Les musées ont progressé en matière « d’efficacité écologique », ce qui leur permet de poursuivre le même niveau d’activité en utilisant moins d’énergie et de ressources, mais au risque de produire « un effet rebond » : cela « coûte moins », donc on fait plus. Encore trop rares sont ceux qui assument véritablement l’objectif de sobriété qui consiste à ralentir l’activité (allonger la durée des expositions, diminuer le nombre d’œuvres, les faire venir de moins loin) mais aussi à réinterroger la programmation, sa pertinence, son audience à l’aune des enjeux socio-écologiques.

Cela nécessite de repenser profondément, avec l’ensemble des professionnels, financeurs, territoires et publics, les projets scientifiques et culturels pour faire d’autres types de propositions, créer d’autres rituels, activer de nouvelles valeurs, rompre avec la logique « extractiviste » inhérente au musée moderne occidental – cette habitude de prélever des œuvres ou des objets pour les faire venir souvent de loin jusqu’à nos musées.

Deux pistes sont explorées en ouverture de l’ouvrage.

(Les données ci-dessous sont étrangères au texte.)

Issue #269, opened 2019-07-23
Mechanism for implementing code-level protocol upgrades with backward compatibility


csuwildcat:

OR13:
I believe there is some linkage between `blockchainTime` and supported crypto / hashing algorithms.

It sounds like maybe this ticket is asking for official client version binding. There is no way a client that does not support new hash algorithm can process new DIDs, nor a new client old ones if an old hash algorithm is dropped.

There is this ticket for defining protocol version: https://github.com/decentralized-identity/sidetree/issues/265

We've thought about this a lot with element, in particular, can we support a great UX on top of multiple versions of the sidetree protocol? 

The pruning / dos change being a good example of a major change. We'd like to be able to support ongoing use and the upgraded version.

Protocol version could be embedded in the anchorFile.

Old clients could ignore new protocol version anchorFiles, but the state they built should probably not be trusted.

I think we need to test a series of client upgrades in integration tests, where the structure of files changes. Probably a blocking dependency for https://github.com/decentralized-identity/sidetree/issues/266

csuwildcat:
The way Henry is implementing this assumes that upgrades to the protocol that result in breaking/forking changes require nodes to run the upgraded version to remain in the same 'network'. There are upgrades that can be optional, if they only are optimizations to existing protocol rules that do not result in forking conditions, but anything that changes the state of what a node sees as valid DIDs, ops, and resulting DID Document state will require network-wide upgrades.

thehenrytsai:
Implemented.

PR #276, opened 2019-08-16
Issue #269 - Generalized anchorFileHash as anchorString in transactions.

thehenrytsai:
This is to remove the assumption that the string will always be just an Anchor File hash, which could be untrue as protocol version progresses and evolves.

### DIFF
--- a/docs/implementation.md
+++ b/docs/implementation.md
@@ -16,9 +16,9 @@ A full node offers the largest set of features and highest resolution performanc
 
 ### Light Node
 
-A light node is a node that retains the ability to independently resolve DIDs without relying on a trusted party or trusted assertions by other nodes, while minimizing the amount of bandwidth and data required to do so. Light nodes run a copy of the target system's node (e.g. a blockchain) and fetch all minimal _anchor file_ data required to create an independent mapping that enables just-in-time resolution of DIDs.
+A light node is a node that retains the ability to independently resolve DIDs without relying on a trusted party or trusted assertions by other nodes, while minimizing the amount of bandwidth and data required to do so. Light nodes run a copy of the target system's blockchain node and fetch only minimal Sidetree data required to create an independent lookup table that enables just-in-time resolution of DIDs.
 
-> NOTE: Light node support is in development, with release of a supporting node implementation in May 2019.
+> NOTE: Light node support is in development.
 
 ## Observer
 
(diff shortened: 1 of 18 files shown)


docs/implementation.md
```diff
@@ -216,7 +216,7 @@ GET /transactions?since=170&transaction-time-hash=00000000000000000000100158f474
       "transactionNumber": "A monotonically increasing number (need NOT be by 1) that identifies a Sidtree transaction.",
       "transactionTime": "The logical blockchain time this transaction is anchored. Used for protocol version selection.",
       "transactionTimeHash": "The hash associated with the transaction time.",
-      "anchorFileHash": "Hash of the anchor file of this transaction."
+      "anchorString": "The string written to the blockchain for this transaction."
```
OR13: The size limitations of this string should be documented.

OR13: 32 byte utf-8 string seems correct here.

In practice this string may be a protocol specific encoding of a multihash.

32 bytes is not enough for much more than a hash or a uuid.

I worry about the security issues arising from weakening this type.

For example, a uuid might work fine to resolve the anchor file, but provides no built in integrity check.

There is nothing preventing an implementer from returning content for an anchorFile that does not match its hash, but now there will be no way of knowing that is happening from looking at the ledger.

I suggest renaming CAS as well, if content addressing is not longer a core requirement.

in element, we use the term "storage" specifically to eliminate this confusion, we support ipfs, but also centralized databases that can return anchorFiles which don't match the anchorFileHash that was written to the ledger.

For GDPR Compliance, private consortium and development purposes, I think its fine if some anchorFileHashes are not resolved over IPFS / SWARM / Public P2P Storage, but I think that content addressing is a valuable feature of the protocol, and we should try and default to integrity checked storage interfaces.

thehenrytsai: Thanks @OR13,

Updated protocol documentation to include concrete parameter values used in the latest protocol version.

thehenrytsai: Hi @OR13, I did not refresh to get you second comment. You are right that the length of the anchor string will be protocol version specific. @csuwildcat and I had a lengthy chat on what type of checks should be done to prevent abusers from supplying false/bogus data for the anchor string, and we arrived at the conclusion that we can't really prevent abusers from doing it, so we will let protocol version dictate what validation is done at the observing time (remember strict checks are done at resolution time). To be clear, we see CAS still being integral part of the design, meaning the implementer should definitely fail the content if the hash does not match, this change is really to address the case if in the future we write more information than just the anchor file hash to the blockchain.

@csuwildcat feel free to add your 2 cents.

PR #284, opened 2019-09-18
Add support to return the service versions

mudiali:
Issue: #265 Adding a new REST api to return the version information for the core and the dependent bitcoin and ipfs services. The version is read from the package.json file for all the services and is cached during the service start up. If there's any changes to the dependent services version then the core service needs to be restarted to get the latest info.


lib/core/Cas.ts
```diff
@@ -12,7 +14,18 @@ export default class Cas implements ICas {
 
   private fetch = nodeFetch;
 
-  public constructor (public uri: string) { }
+  private versionUri: string // e.g. https://127.0.0.1/version
```
thehenrytsai: Consider hidding `versionUri` in `tryGetServiceVersion()`

lib/core/Blockchain.ts
```diff
@@ -150,4 +164,23 @@ export default class Blockchain implements IBlockchain {
     console.info(`Refreshed blockchain time: ${responseBodyString}`);
     return responseBody;
   }
+
+  /**
+   * Gets the version information by making the REST API call.
+   */
+  private async tryGetServiceVersion() : Promise<ServiceVersionModel> {
```
thehenrytsai: Do you think we should generalize line 174 ~ 179 as one "utility" method?

lib/core/Blockchain.ts
```diff
@@ -150,4 +164,23 @@ export default class Blockchain implements IBlockchain {
...
+
+    try {
+      const response = await this.fetch(this.versionUri);
+
+      const responseBodyString = await ReadableStream.readAll(response.body);
+      console.info("Received version response from the blockchain service: ", responseBodyString);
+
+      return JSON.parse(responseBodyString);
+    } catch (e) {
+      console.error("Ignoring the exception during blockchain service version retrieval: %s", JSON.stringify(e));
```
thehenrytsai: I'm surprised that linter didn't block double quotes, but we use [standardjs](https://standardjs.com/) style which uses single quotes.

In this case consider:

```suggestion
      console.error(`Ignoring the exception during blockchain service version retrieval: ${JSON.stringify(e)}`, );
```

lib/core/Blockchain.ts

La première est celle d’un musée conforté dans ses capacités à participer au soin des personnes et des écosystèmes et qui pourrait aussi « accepter » que les populations lui portent des attentions d’un nouveau type, plus actives, plus « dialoguantes ». Un musée engagé et, pour ou dans lequel on s’impliquerait, notamment sur les questions écologiques.

La seconde est très concrète. Au-delà de la sobriété volontaire, c’est à l’adaptation urgente au changement climatique que sont confrontés les musées avec l’augmentation de la fréquence et de l’intensité des épisodes de fortes chaleurs ou de pluie intense. L’étude menée par les Augures et Écoact montre que, en 2050, plus de 50 % des musées de France métropolitains connaîtront une hausse d’au moins 5 jours du nombre de jours très chauds et que 38 sont d’ores et déjà exposés directement au recul du trait de côte.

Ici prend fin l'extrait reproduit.